Thomas Sowell, Socialism sounds good while capitalism does good

The economic advantages of a market economy are accompanied by political disadvantages. Its over-all operations are seldom understood, even by those who are successful at running their own individual businesses, and their articulation seldom matches that of intellectuals, who usually have neither experience in business nor expertise in economics.

More fundamentally, the main incentive of capitalism is self-interest, which is by no means an attractive quality, however effective it may be for producing economic results-—for others as well as for oneself. The very expression “the market” suggests something impersonal, when in fact what is involved are simply all the very personal individual choices which are reconciled with one another through the competitive processes which are summarized as “the market.”

When a newspaper headline asks, “Should the Internet be Left to the Market,” what this question really amounts to is: Should individuals be free to use the Internet as they wish or should some collective body restrict or direct what they do? A case can be made for or against restrictions on using the Internet, but that is the real issue. Alternatives to a market economy may express nobler sentiments but the bottom line is whether this in fact leads to better behavior in terms of better serving their fellow human beings.

For example, a conscientious Soviet worker who was loading bread began to notice that the bread had bird droppings on it. She returned it to the bakery but was later told by a driver that this bread was not thrown out. It was simply ground up with the flour used to bake fresh bread and the finished product was then delivered to the stores, with the bird droppings now on the inside instead of on the outside.

A capitalist enterprise doing such a thing would not only be liable to lawsuits and prosecution, it would risk losing its customers to its competitors if word ever got out, and could be ruined economically even before legal processes ran their course. But a government monopoly has less to fear. Environmental degradation was likewise worse in the Communist bloc in Eastern Europe than in capitalist countries, and the worst environmental disaster of all occurred in the Soviet Union at the Chernobyl nuclear power plant.

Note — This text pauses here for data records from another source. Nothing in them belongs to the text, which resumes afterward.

Issue #1019, opened 2024-11-14
dx.indicator component


dsmmcken:
As a user I would like an easy way to display indicators or metrics, such as https://plotly.com/python/indicator/

Similar to https://docs.streamlit.io/develop/api-reference/data/st.metric.

Create a spec/doc pr then the component.

PR #1062, opened 2024-12-13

Moreover, the ability of a totalitarian government to keep information secret meant that local Soviet officials could evacuate their own families first, while leaving the local population wholly uninformed and exposed to thousands of times more radiation than normal. Only after foreign countries detected the increased radiation in their own atmospheres and foreign radio broadcasts then began reaching the Soviet Union did ordinary people in the contaminated area learn that they were in danger.